[Given entries]
PR #9873, opened 2026-05-14
feat: Adjacent label fields are combined when composing ARIA labels

### LINKED ISSUE #9855: coalesce adjacent label fields
### Check for duplicates

### Problem

_No response_

### Request

some blocks visually have adjacent labels that are actually part of different inputs. e.g. first part of the string belongs to a dummy input and the second part belongs to a value input. this is due to various reasons with block design.

currently, all fields have their screenreader output separate by commas. but if two label fields are visually adjacent then there are extra commas.

we want to remove the extra commas between adjacent label fields (in other words, coalesce adjacent label fields into one "piece" of the screenreader output)

for the purpose of this issue a label field is any subclass of `FieldLabel` and "adjacent" means in subsequent field position on the block but respecting "rows" (e.g. a label field at the end of an end-row input is not adjacent to a label field in a statement input on the following row)

Example block definition:

```js
Blockly.Blocks['device_show_number'] = {
  init: function () {
    this.appendDummyInput()
      .appendField('show');

    this.appendValueInput('number')
      .setCheck('Number')
      .appendField('number');

    this.setNextStatement(true);

    this.setColour('#1e90ff');
  }
};
```

### Alternatives considered

_No response_

### Additional context

_No response_

lizschwab:
## The basics

### Resolves

Fixes https://github.com/RaspberryPiFoundation/blockly/issues/9855

### Proposed Changes

When composing an ARIA label, adjacent field labels will now be combined together so that they no longer have commas separating them.

### Reason for Changes

The way some custom blocks are composed, multiple field labels are sometimes generated which are visually part of the same label but which were being separated by commas in the ARIA label. This fixes it so that the screen reader and visual experience are closer aligned.

### Test Coverage

Added and updated unit tests and manually tested with a custom block in the playground.


packages/blockly/core/block_aria_composer.ts
```diff
@@ -140,9 +145,34 @@ export function computeFieldRowLabel(
...
+          adjacentFieldLabels.push(field.computeAriaLabel(includeTypeInfo));
+          return [];
+        } else if (adjacentFieldLabels.length >= 1) {
+          // There is at least one adjacent FieldLabel before this one but none
+          // after. Combine the FieldLabels into one string.
+          adjacentFieldLabels.push(field.computeAriaLabel(includeTypeInfo));
+          const label = adjacentFieldLabels.join(' ');
+          adjacentFieldLabels = [];
+          return label;
+        } else {
```
gonfunko: This else can just be removed in favor of falling through to the return at the end of the `flatMap` callback

gonfunko (approved):

packages/blockly/core/block_aria_composer.ts
lizschwab: Yeah, I went back and forth on that one. The way it is now makes it clear that it's intentional, but it's also unnecessary because it will fall through. I'll update it :).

[Aim of the exercise]
Repeat the records, every one of them, without any deviation.

[Result for this task]
PR #9873, opened 2026-05-14
feat: Adjacent label fields are combined when composing ARIA labels

### LINKED ISSUE #9855: coalesce adjacent label fields
### Check for duplicates

### Problem

_No response_

### Request

some blocks visually have adjacent labels that are actually part of different inputs. e.g. first part of the string belongs to a dummy input and the second part belongs to a value input. this is due to various reasons with block design.

currently, all fields have their screenreader output separate by commas. but if two label fields are visually adjacent then there are extra commas.

we want to remove the extra commas between adjacent label fields (in other words, coalesce adjacent label fields into one "piece" of the screenreader output)

for the purpose of this issue a label field is any subclass of `FieldLabel` and "adjacent" means in subsequent field position on the block but respecting "rows" (e.g. a label field at the end of an end-row input is not adjacent to a label field in a statement input on the following row)

Example block definition:

```js
Blockly.Blocks['device_show_number'] = {
  init: function () {
    this.appendDummyInput()
      .appendField('show');

    this.appendValueInput('number')
      .setCheck('Number')
      .appendField('number');

    this.setNextStatement(true);

    this.setColour('#1e90ff');
  }
};
```

### Alternatives considered

_No response_

### Additional context

_No response_

lizschwab:
## The basics

### Resolves

Fixes https://github.com/RaspberryPiFoundation/blockly/issues/9855

### Proposed Changes

When composing an ARIA label, adjacent field labels will now be combined together so that they no longer have commas separating them.

### Reason for Changes

The way some custom blocks are composed, multiple field labels are sometimes generated which are visually part of the same label but which were being separated by commas in the ARIA label. This fixes it so that the screen reader and visual experience are closer aligned.

### Test Coverage

Added and updated unit tests and manually tested with a custom block in the playground.


packages/blockly/core/block_aria_composer.ts
```diff
@@ -140,9 +145,34 @@ export function computeFieldRowLabel(
...
+          adjacentFieldLabels.push(field.computeAriaLabel(includeTypeInfo));
+          return [];
+        } else if (adjacentFieldLabels.length >= 1) {
+          // There is at least one adjacent FieldLabel before this one but none
+          // after. Combine the FieldLabels into one string.
+          adjacentFieldLabels.push(field.computeAriaLabel(includeTypeInfo));
+          const label = adjacentFieldLabels.join(' ');
+          adjacentFieldLabels = [];
+          return label;
+        } else {
```
gonfunko: This else can just be removed in favor of falling through to the return at the end of the `flatMap` callback

gonfunko (approved):

packages/blockly/core/block_aria_composer.ts
lizschwab: Yeah, I went back and forth on that one. The way it is now makes it clear that it's intentional, but it's also unnecessary because it will fall through. I'll update it :).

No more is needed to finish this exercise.